*** Begin section ***
PR #2153, opened 2016-12-23
Add events to UserProfile::isAccessible, UserProfile::isProtected and UsersOnlineList::isVisible

Feuerfuchs:
Use case for me is a friend system plugin that, among other features, allows users to make their profile or status only visible to friends. To implement this, I need to be able to change the return value of the three methods listed in the title.
I had actually found a "workaround" by replacing the decorator class of the UserProfileList with a subclass of UserProfile that introduced such events, but it was a pretty ugly hack and didn't work everywhere. That's why I was advised by a staff member to create this patch.

### DIFF
--- a/wcfsetup/install/files/lib/data/user/UserProfile.class.php
+++ b/wcfsetup/install/files/lib/data/user/UserProfile.class.php
@@ -12,6 +12,7 @@ use wcf\data\DatabaseObjectDecorator;
 use wcf\data\ITitledLinkObject;
 use wcf\system\cache\builder\UserGroupPermissionCacheBuilder;
 use wcf\system\cache\runtime\UserProfileRuntimeCache;
+use wcf\system\event\EventHandler;
 use wcf\system\user\signature\SignatureCache;
 use wcf\system\user\storage\UserStorageHandler;
 use wcf\system\WCF;
@@ -20,12 +21,12 @@ use wcf\util\StringUtil;
 
 /**
  * Decorates the user object and provides functions to retrieve data for user profiles.
- * 
+ *
  * @author	Marcel Werk
  * @copyright	2001-2016 WoltLab GmbH
  * @license	GNU Lesser General Public License <http://opensource.org/licenses/lgpl-license.php>
  * @package	WoltLabSuite\Core\Data\User
- * 
+ *
  * @method	User	getDecoratedObject()
  * @mixin	User
  */
@@ -34,89 +35,89 @@ class UserProfile extends DatabaseObjectDecorator implements ITitledLinkObject {
 	 * @inheritDoc
 	 */
 	protected static $baseClass = User::class;
-	
+
 	/**
 	 * cached list of user profiles
 	 * @var	UserProfile[]
 	 */
 	protected static $userProfiles = [];
-	
+
 	/**
 	 * list of ignored user ids
 	 * @var	integer[]
 	 */
 	protected $ignoredUserIDs = null;
-	
+
 	/**
 	 * list of follower user ids
 	 * @var	integer[]
 	 */
 	protected $followerUserIDs = null;
-	
+
 	/**
 	 * list of following user ids
 	 * @var	integer[]
 	 */
 	protected $followingUserIDs = null;
-	
+
 	/**
 	 * user avatar
 	 * @var	IUserAvatar
 	 */
 	protected $avatar = null;
-	
+
 	/**
 	 * user rank object
 	 * @var	UserRank
 	 */
 	protected $rank = null;
-	
+
 	/**
 	 * age of this user
 	 * @var	integer
 	 */
 	protected $__age = null;
-	
+
 	/**
 	 * group data and permissions
 	 * @var	mixed[][]
 	 */
 	protected $groupData = null;
-	
+
 	/**
 	 * current location of this user.
 	 * @var	string
 	 */
 	protected $currentLocation = null;
-	
+
 	const GENDER_MALE = 1;
 	const GENDER_FEMALE = 2;
-	
+
 	const ACCESS_EVERYONE = 0;
 	const ACCESS_REGISTERED = 1;
 	const ACCESS_FOLLOWING = 2;
 	const ACCESS_NOBODY = 3;
-	
+
 	/**
 	 * @inheritDoc
 	 */
 	public function __toString() {
 		return $this->getDecoratedObject()->__toString();
 	}
-	
+
 	/**
 	 * Returns a list of all user ids being followed by current user.
-	 * 
+	 *
 	 * @return	integer[]
 	 */
 	public function getFollowingUsers() {
 		if ($this->followingUserIDs === null) {
 			$this->followingUserIDs = [];
-			
+
 			if ($this->userID) {
 				// get ids
 				$data = UserStorageHandler::getInstance()->getField('followingUserIDs', $this->userID);
-				
+
 				// cache does not exist or is outdated
 				if ($data === null) {
 					$sql = "SELECT	followUserID
@@ -125,7 +126,7 @@ class UserProfile extends DatabaseObjectDecorator implements ITitledLinkObject {
 					$statement = WCF::getDB()->prepareStatement($sql);
 					$statement->execute([$this->userID]);
 					$this->followingUserIDs = $statement->fetchAll(\PDO::FETCH_COLUMN);
-					
+
 					// update storage data
 					UserStorageHandler::getInstance()->update($this->userID, 'followingUserIDs', serialize($this->followingUserIDs));
 				}
@@ -134,23 +135,23 @@ class UserProfile extends DatabaseObjectDecorator implements ITitledLinkObject {
 				}
 			}
 		}
-		
+
 		return $this->followingUserIDs;
 	}
-	
+
 	/**
 	 * Returns a list of user ids following current user.
-	 * 
+	 *
 	 * @return	integer[]
 	 */
 	public function getFollowers() {
 		if ($this->followerUserIDs === null) {
 			$this->followerUserIDs = [];
-			
+
 			if ($this->userID) {
 				// get ids
 				$data = UserStorageHandler::getInstance()->getField('followerUserIDs', $this->userID);
-				
+
 				// cache does not exist or is outdated
 				if ($data === null) {
 					$sql = "SELECT	userID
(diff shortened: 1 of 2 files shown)


wcfsetup/install/files/lib/data/user/UserProfile.class.php
```diff
@@ -438,23 +439,28 @@ public static function getUserProfilesByUsername(array $usernames) {
 	 */
 	public function isAccessible($name) {
 		/** @noinspection PhpVariableVariableInspection */
+		$data = ['result' => true, 'args' => [$name]];
```
TimWolla: Use `$data = ['result' => true, 'name' => $name]`.

wcfsetup/install/files/lib/data/user/UserProfile.class.php
```diff
@@ -463,7 +469,9 @@ public function isAccessible($name) {
 	 * @return	boolean
 	 */
 	public function isProtected() {
-		return (!WCF::getSession()->getPermission('admin.general.canViewPrivateUserOptions') && !$this->isAccessible('canViewProfile') && $this->userID != WCF::getUser()->userID);
+		$data = ['result' => (!WCF::getSession()->getPermission('admin.general.canViewPrivateUserOptions') && !$this->isAccessible('canViewProfile') && $this->userID != WCF::getUser()->userID)];
```
TimWolla: Insert a linebreak after the opening bracket and before the closing bracket for readability.

wcfsetup/install/files/lib/data/user/online/UsersOnlineList.class.php
```diff
@@ -156,20 +157,24 @@ public function checkRecord() {
 	 * @return	boolean
 	 */
 	public static function isVisible($userID, $canViewOnlineStatus) {
-		if (WCF::getSession()->getPermission('admin.user.canViewInvisible') || $userID == WCF::getUser()->userID) return true;
+		$data = ['result' => false, 'args' => [$userID, $canViewOnlineStatus]];
```
TimWolla: Likewise: Please refrain from the args array and opt for explicit array indicies.

wcfsetup/install/files/lib/data/user/UserProfile.class.php
```diff
@@ -810,3 +818,4 @@ public static function getGuestUserProfile($username) {
 		return new UserProfile(new User(null, ['username' => $username]));
 	}
 }
+
```
TimWolla: Duplicate empty line.

wcfsetup/install/files/lib/data/user/online/UsersOnlineList.class.php
```diff
@@ -156,20 +157,24 @@ public function checkRecord() {
...
+				if (WCF::getUserProfileHandler()->isFollower($userID)) $data['result'] = true;
 				break;
 		}
 		
-		return false;
+		EventHandler::getInstance()->fireAction(get_called_class(), 'isVisible', $data);
+		return $data['result'];
 	}
 }
+
```
TimWolla: Duplicate empty line.

TimWolla:
LGMT

/cc @dtdesign Do you have any objections?

dtdesign:
I'm not really convinced by this at all, mostly because it's redundant and basically reinvents the wheel. When we designed the follow system back in WCF 2.0, it was quite important for us to mimic the friendship system.

Mutually following each other has the same effect as the friendship system and was explicitly build this way.

Feuerfuchs:
@dtdesign There's actually a large demand from the community I'm activate at for a friend system despite there being the follower system. The main reasons are that 1. friends aren't necessarily interested in what their friends do, and 2. mutually following each other is not necessarily a signal that both persons are actually friends.

As for 1: In our forum we have a "forum games" section where threads consist of ones such as "say something about the previous poster's avatar", "…signature", and so on. It's basically a pretty spammy off topic area, and as you might have guessed, it can clutter the dashboard very badly. So what did many members do when we had switched form WBB 3 to 4.1? They removed some of their friends from their follower list because they wanted to have a clean dashboard with posts they are actually interested in. But not only were some friends removed from follower lists, now our members were able to add random people without their consent to the follower list, which is perfect to keep track of what interesting people write. So in the end, the follower list for many of them consist of some (but not all) friends and basically strangers who post interesting things. Of course many friends are upset about that — both for when they are removed from the follower list, or if they follow someone they consider as friend and expect them to follow them back.

Which brings me to point 2: So as I said above, friends were removed from the follower list, and that already means mutually following each other is not a good way to convey friendship. But also, it can happen that two members find each other interesting and thus follow each other, despite them being strangers and not having contact at all, thus not actually being friends.

Now I want to add a third point: The changes I made may have more use cases than the one I listed. What our community also often requested is an extension of the ignore function by denying blocked users access to your profile. This would be made possible.
Another feature request by our community was a whitelist/blacklist for who has access to the profile. Now that was a feature I won't implement because the friend system is already a whitelist basically, but perhaps other administrators would need a plugin that implements this.

I don't think the follower system is bad. As I said, it's great to keep track of interesting people, which friends don't necessarily are, as harsh as that sounds. That's why a friend system is necessary for our community, but it wouldn't invalidate the necessity of the follower system. Actually, it would improve it because people could remove friends from their follower list without having to worry about them getting upset.

dtdesign:
I can see that there are edge cases that could be better handled with a friend system, but this doesn't change the fact, that a follower and friendship system are the same at the basic level. It will also create another level of complexity when it comes to permissions and make it transparent when a permission will actually be effective.

Widely overlapping components will make it almost impossible to allow them to run side-by-side, without making things more awkward than they already are. When we build the follower system, we actually evaluated the possibility to have a friendship system at the same time, but the further we dug, the more obvious were the flaws of such an approach.

Have you ever considered going the opposite route of extending the ignore feature to control object visibility and accessibility? This does solve quite a lot of your aforementioned concerns without introducing a competing system.

Feuerfuchs:
> I can see that there are edge cases that could be better handled with a friend system, but this doesn't change the fact, that a follower and friendship system are the same at the basic level.

Because they are a list of users? Yes. Apart from that, they offer different advantages that are geared towards followers/friends. Your new article system and the WoltLab Suite Blog are also the same thing at a basic level (people can publish text), and yet you ship both because they offer very different advantages.

> It will also create another level of complexity when it comes to permissions and make it transparent when a permission will actually be effective.

That's true.

> When we build the follower system, we actually evaluated the possibility to have a friendship system at the same time, but the further we dug, the more obvious were the flaws of such an approach.

Is there a public discussion available where these flaws are listed, or alternatively, are you willing to elaborate? I'm genuinely curious as it might help me find a better solution.

> Have you ever considered going the opposite route of extending the ignore feature to control object visibility and accessibility? This does solve quite a lot of your aforementioned concerns without introducing a competing system.

What do you mean?

Also, one last thing: The friend system shouldn't be the subject of the debate here. Regardless of whether you implement this patch or not, I plan to add my plugin to the plugin store. Without the patch, it would simply lack the feature to make your profile/online status only visible to friends.
I just like to also hear the opinion of the community of whether a friend system is needed or not, that's all.

wcfsetup/install/files/lib/data/user/UserProfile.class.php
```diff
@@ -463,7 +469,11 @@ public function isAccessible($name) {
 	 * @return	boolean
 	 */
 	public function isProtected() {
-		return (!WCF::getSession()->getPermission('admin.general.canViewPrivateUserOptions') && !$this->isAccessible('canViewProfile') && $this->userID != WCF::getUser()->userID);
```
dtdesign: This change is not necessary, `isAccessible()` already offers the ability for event listeners to alter the result. Revert the changes to this particular method please.

wcfsetup/install/files/lib/data/user/online/UsersOnlineList.class.php
```diff
@@ -156,20 +157,23 @@ public function checkRecord() {
 	 * @return	boolean
 	 */
 	public static function isVisible($userID, $canViewOnlineStatus) {
-		if (WCF::getSession()->getPermission('admin.user.canViewInvisible') || $userID == WCF::getUser()->userID) return true;
```
dtdesign: These two conditions should always cause the method to return true, regardless of any program logic or restrictions. Please restore the original line and have them return early just as before. The code below should be altered to no not check for these two conditions again.

wcfsetup/install/files/lib/data/user/UserProfile.class.php
```diff
@@ -438,23 +439,28 @@ public static function getUserProfilesByUsername(array $usernames) {
...
 			break;
 			
 			case self::ACCESS_NOBODY:
-				return false;
+				$data['result'] = false;
 			break;
 		}
+		
+		EventHandler::getInstance()->fireAction($this, 'isAccessible', $data);
+		return $data['result'];
```
dtdesign: Please add a blank line between the `EventHandler` call and the return statement, this is true for the other, similar occurrences below.

wcfsetup/install/files/lib/data/user/online/UsersOnlineList.class.php
```diff
@@ -157,19 +158,23 @@ public function checkRecord() {
 	 */
 	public static function isVisible($userID, $canViewOnlineStatus) {
 		if (WCF::getSession()->getPermission('admin.user.canViewInvisible') || $userID == WCF::getUser()->userID) return true;
+
+		$data = ['result' => false, 'userID' => $userID, 'canViewOnlineStatus' => $canViewOnlineStatus];
 		
 		switch ($canViewOnlineStatus) {
 			case 0: // everyone
-				return true;
+				$data['result'] = true;
```
dtdesign: One last thing: This is now a fall-through which serves no purposes and also has no side-effect. Nevertheless, this looks really odd and I was scratching my head while reading your code.

I failed to mark this in my previous review request, but I want to merge this whole change in a single squash commit without having a loosely coupled commit from me to fix this. Please do me a favor and add a `statement` and this is ready for merge.

Feuerfuchs: Dear god, how did I not notice that… I'll fix it right away.

dtdesign: Thanks.

Feuerfuchs:
Thank you so much for reconsidering and ultimately merging this patch. I appreciate it a lot! :)

PR #2155, opened 2016-12-29
Added beforeProcess event to HtmlOutputNodeProcessor

earlyhost:
Added possibility for plugins to change html output on every request (like it is done with keywords highlighting)

This event is needed for the lexicon plugin to support dynamic detection of lexicon entries. This event is a replacement the old wcf\system\bbcode\MessageParser :: beforeParsing event in WCF 2.1.


wcfsetup/install/files/lib/system/html/output/node/HtmlOutputNodeProcessor.class.php
```diff
@@ -59,6 +60,9 @@ public function setOutputType($outputType) {
 	 * @inheritDoc
 	 */
 	public function process() {
+		// fire event action
+		EventHandler::getInstance()->fireAction($this, 'preProcess');
```
Gravatronics: Please use `beforeProcess` as the event name as in `HtmlInputNodeProcessor`.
*** End section ***
(Exercise) Say how many lines in the data include the string "getDecoratedObject", giving the number alone.

(Answer) 2